You’ll note that two factor authentication goes a very long way to avoiding most of the hacking methods listed above. It’s very important. I also tend to just get my email using my phone when I travel anymore, so the need to use foreign computers has gone down greatly with the rise of smartphones. This avoids the keylogger problem.
Careful on back up accounts
I’ll put one other trick here, which is to be very careful about cross-linking your back up accounts. By this I mean putting your gmail account as a back up to your Apple iCloud account and vice versa.
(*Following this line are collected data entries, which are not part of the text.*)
Issue #484, opened 2024-03-09
Matrix should align its items with the baseline, not the total box


ForNeVeR:
Consider this formula:
```tex
\text{f(x)} = \cases{\text{1/3} & \text{if 0 ≤ x ≤ 1;} \\
\text{2/3} & \text{if 3 ≤ x ≤ 4;} \\
0..... & \colorbox{red}{\text{.elsewherge.}} \\
0..... & \colorbox{red}{\text{..}}}
```

Check how it looks currently:
![image](https://github.com/ForNeVeR/xaml-math/assets/92793/3b1d5ecf-64c1-4d57-80f8-c09e65779ec3)

As you can see, on line `elsewherge` the red box is high and the item itself is shifted up because of this.

On the line `..`, on contrary, the box is quite low and thus the item is also placed incorrectly.

Now, consider this patch that temporarily disables the character depth calculation for the system fonts:
```diff
Index: src/WpfMath/Fonts/WpfSystemFont.cs
IDEA additional info:
Subsystem: com.intellij.openapi.diff.impl.patch.CharsetEP
<+>UTF-8
===================================================================
diff --git a/src/WpfMath/Fonts/WpfSystemFont.cs b/src/WpfMath/Fonts/WpfSystemFont.cs
--- a/src/WpfMath/Fonts/WpfSystemFont.cs	(revision Staged)
+++ b/src/WpfMath/Fonts/WpfSystemFont.cs	(date 1710012618138)
@@ -155,6 +155,6 @@
         var scalingFactor = typeface.FontFamily.LineSpacing / typeface.FontFamily.Baseline;
         height /= scalingFactor;
 
-        return new TeXFontMetrics(formattedText.Width, height, depth, 0, 1.0);
+        return new TeXFontMetrics(formattedText.Width, height, 0, 0, 1.0);
     }
 }
```

After it, the `elsewherge` placement is nearly perfect:
![image](https://github.com/ForNeVeR/xaml-math/assets/92793/03a5b671-0250-4fd1-b4f6-e4136f9d2e1a)

So, the problem is that the characters properly report its baseline to the box model, but it cannot take it into account when placing the matrix items (I believe that we should just take `Height` instead of `TotalHeight` somewhere in the matrix calculation).

PR #485, opened 2024-03-12
Suggested solution #484

Thor181:


src/WpfMath/Fonts/WpfSystemFont.cs
```diff
@@ -155,6 +155,6 @@ private static TeXFontMetrics GetFontMetrics(char c, Typeface typeface)
         var scalingFactor = typeface.FontFamily.LineSpacing / typeface.FontFamily.Baseline;
         height /= scalingFactor;
 
-        return new TeXFontMetrics(formattedText.Width, height, depth, 0, 1.0);
```
ForNeVeR, line 158: Why have you reverted this? It seems wrong: it will stop preserving the "depth" of the system font characters. Example:
image
(see how the selection box is wrong now)

ForNeVeR (changes requested):

src/WpfMath/Fonts/WpfSystemFont.cs
Thor181: Your solution doesn't solve the problem. In addition, it breaks other types of matrices.
image
image


> Why have you reverted this? It seems wrong: it will stop preserving the "depth" of the system font characters.

Because the letters overhang is under the baseline. If an alignment by the baseline, then the overhang must be below the baseline (seems logic). Otherwise a characters will be above the required line (in this case will be need substract depth at boxes placing - it is also seems logic 🤔).

PR #489, opened 2024-12-02
A few methods in `TexFormulaParser` were modified so that they return the updated positions instead of mutating them

Lehonti:
These methods were moved to the bottom of the file to keep track of them

This is a step towards what was discussed in #442


ForNeVeR (approved):
Thanks!

PR #518, opened 2025-02-06
`TexFormulaParser.ReadElement` was modified so that it returns the updated position instead of mutating it

Lehonti:
Similar to #489, but the number of changes is enough to need its own pull request.

The end goal is having the `TexFormulaParser` returning the new values instead of mutating the existing ones.


ForNeVeR (approved):
Thanks!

If you do this, then once you lose one you lose another. For me, I keep the gmail as my primary and if I lose that I’m done, but at least that one has two factor authentication.
Use a passcode on your phone
If you travel a lot especially, your should enable a passcode on your phone. Personally I leave my turned off for work and home, which is most days. But if I travel or I’m going to a ballgame or something, then I turn it on. If you travel often or tend to lose your phone, you probably want to keep the passcode on all the time.
So that’s it: a) password manager with unique passwords, b) two factor authentication on your email (careful about cross linking), and c) passcode on your phone. The whole thing is very tedious and boring, but you’ll regret it if you don’t do it.